Na Homolce Hospital, Czech Republic
Title: Robotic Vascular Surgery, 500 Cases
Biography:
Petr Stadler, M.D., Ph.D., Head Department of Vascular Surgery, Na Homolce Hospital in Prague, Czech Republic. He was certified as a console surgeon for the da Vinci surgical system in August, 2005 at the University of California, Irvine. Dr. Stadler is a member of the Czech Association of Cardiovascular Surgery, the ESVS, the ISMICS, the SRS and a founding member of the International Endovascular and Laparoscopic Society. He has also received a few prestigious honors from the Czech Association of Cardiovascular Surgery for the best publications in 2004 and 2006, the Letter of Appreciation from Korean Society of Endoscopic and Laparoscopic Surgeons in May 2008, the price of the Czech Society of Angiology for the publication in the year 2007 and the best audiovisual presentation in 2009 in USA (ISMICS), in 2013 in USA (SCVS) and in 2020 (P.A.Wetter Award, SLS MIS Virtual Meeting). He performed also the robot-assisted vascular operations in South Korea, Russia, Poland and India.
Objective: The aim of this retrospective study was to describe and evaluate our single center experience with robotic aortic and non-aortic vascular surgery to treat mostly occlusive disease and aneurysms. The da Vinci system has been used by a variety of disciplines for laparoscopic procedures but the use of robots in vascular surgery is still relatively uncommon.
Methods: From November 2005 to June 2020, 500 robot assisted vascular operations were performed. 326 patients were prospectively evaluated for occlusive disease, 127 patients for abdominal aortic aneurysm (AAA), 5 for a common iliac artery aneurysm, 10 for a splenic artery aneurysm, 1 for a internal mammary artery aneurysm, 16 patients for median arcuate ligament release, 10 for endoleak II treatment post endovascular aneurysm repair (EVAR), 2 for renal artery reconstruction and 3 cases were inoperable. 5 hybrid procedures in study were performed.
Results: 477 cases (95,4%) were successfully completed robotically, 3 patient's surgery (0,6%) was discontinued due to heavy aortic calcification and severe peri-aortitis respectively.
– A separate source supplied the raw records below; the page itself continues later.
Issue #287, opened 2021-08-31
Add system tests for TurtleBot SLAM and Navigation tutorials


lukicdarkoo:
Since `Navigate TurtleBot3` and `SLAM with TurtleBot3` tutorials are listed in [the official ROS 2 tutorials page](https://docs.ros.org/en/foxy/Tutorials.html) we should ensure the tutorials are high quality. Therefore, we need a system test to verify whether the Webots-TurtleBot integration works as expected.

PR #292, opened 2021-09-01
Creation of system test for TurtleBot SLAM tutorial

BenjaminHug8:
**Description**
This PR is for creating system test for `TurtleBot` `SLAM` tutorial as the [official tutorial page of ROS2](https://docs.ros.org/en/foxy/Tutorials.html) is pointing to it and `Navigation` tutorial.

This system test is supposed to verify whether the Webots-TurtleBot integration works as expected.

**Related Issues**
This pull-request fixes issue #287 (`Navigation` test will be done in another PR and issue)

**Tasks**
  - [x] System test for SLAM tutorial


lukicdarkoo:
I see that the Rolling CI is failing because the Rolling (and Galactic) TurtleBot3 packages are not released. I have just posted an issue about that:
https://github.com/ROBOTIS-GIT/turtlebot3/issues/778

Meanwhile, a solution might be to "manually" install the `turtlebot3` package for Foxy in the `scripts/ci_after_init.bash` script. Then, in Rolling, we simply ignore the tests.

scripts/ci_after_init.bash
```diff
@@ -1,6 +1,13 @@
...
+ROS_REPO=$2
+
 apt update
 apt install -y wget dialog apt-utils psmisc
 wget https://github.com/cyberbotics/webots/releases/download/R${WEBOTS_VERSION}/webots_${WEBOTS_VERSION}_amd64.deb -O /tmp/webots.deb
 apt install -y /tmp/webots.deb xvfb
+
+if [ "${ROS_DISTRO}" = "foxy" ]; then
+    apt install -y ros-foxy-turtlebot3-cartographer ros-foxy-turtlebot3-navigation2
+fi
```
lukicdarkoo, line 13:
```suggestion
fi

```

webots_ros2_tests/test/test_system_turtlebot_tutorials.py
```diff
@@ -0,0 +1,85 @@
...
+
+    # Webots
+    turtlebot_webots = IncludeLaunchDescription(
+        PythonLaunchDescriptionSource(
+            os.path.join(get_package_share_directory('webots_ros2_turtlebot'), 'launch', 'robot_launch.py')
+        )
+    )
+
+    # Rviz SLAM
+    turtlebot_SLAM = IncludeLaunchDescription(
```
lukicdarkoo, line 48:
```suggestion
    turtlebot_slam = IncludeLaunchDescription(
```
Everything is either upper-case or lower-case

webots_ros2_tests/test/test_system_turtlebot_tutorials.py
```diff
@@ -0,0 +1,85 @@
...
+        rclpy.shutdown()
+
+    def setUp(self):
+        self.__node = rclpy.create_node('driver_tester')
+        self.wait_for_clock(self.__node, messages_to_receive=20)
+
+    def testSLAM(self):
+        from nav_msgs.msg import OccupancyGrid
+
+        def on_map_message_received(message):
```
lukicdarkoo, line 78: To improve the test, it would be useful to check whether there is an obstacle in the grid. The map can be empty and it is not valid.

lukicdarkoo (changes requested):
Thank you, very nice!

There are a few minor issues to fix

scripts/ci_after_init.bash
```diff
@@ -1,6 +1,13 @@
...
 
+ROS_DISTRO=$1
+ROS_REPO=$2
+
 apt update
 apt install -y wget dialog apt-utils psmisc
 wget https://github.com/cyberbotics/webots/releases/download/R${WEBOTS_VERSION}/webots_${WEBOTS_VERSION}_amd64.deb -O /tmp/webots.deb
 apt install -y /tmp/webots.deb xvfb
+
+if [ "${ROS_DISTRO}" = "foxy" ]; then
```
lukicdarkoo, line 11: Here we need a short comment on why this condition exists and why the TurtleBot packages are installed through apt (instead of `package.xml`)

BenjaminHug8: Done in the next commit.

lukicdarkoo:
It's safe to ignore the `testing, rolling` test

scripts/ci_after_init.bash
```diff
@@ -1,6 +1,14 @@
...
 
+ROS_DISTRO=$1
+ROS_REPO=$2
+
 apt update
 apt install -y wget dialog apt-utils psmisc
 wget https://github.com/cyberbotics/webots/releases/download/R${WEBOTS_VERSION}/webots_${WEBOTS_VERSION}_amd64.deb -O /tmp/webots.deb
 apt install -y /tmp/webots.deb xvfb
+
+# The following packages are only yupported by ROS2 Foxy, done here to be sure that ROS_DISTRO is available
```
lukicdarkoo, line 11:
```suggestion
# The following packages are only available in the ROS 2 Foxy distribution. Therefore, we cannot include them in the package.xml, but we have to install them manually here.
```

lukicdarkoo (approved):
Thank you!

lukicdarkoo:
The failing CI is actually a known regression:
- https://discourse.ros.org/t/preparing-for-rolling-sync-2021-09-09/22138
- http://repo.ros2.org/status_page/ros_rolling_default.html?q=REGRESSION

Even the Rolling sync is postponed because of it. We are affected by the regression since the `webots_ros2_turtlebot` package depends on `diff_drive_controller`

In 20 patients (4%) conversion was necessary. The thirty-day mortality rate was 0,4% (2 patients), and early non-lethal postoperative complications were observed in 8 patients (1,7%).
Conclusions: Our experience with robot-assisted laparoscopic surgery has demonstrated the feasibility of this technique for occlusive diseases, aneurysms, endoleak II treatment post EVAR, for median arcuate ligament release and hybrid procedures. The robotic system provides a real opportunity for minimally invasive surgery in the field of vascular surgery and offers true mini-invasive surgical vascular interventions with all its advantages. Robotic AAA treatment and aorto-femoral represent the standard operations in vascular surgery, and they are not only possible but also safe and successful.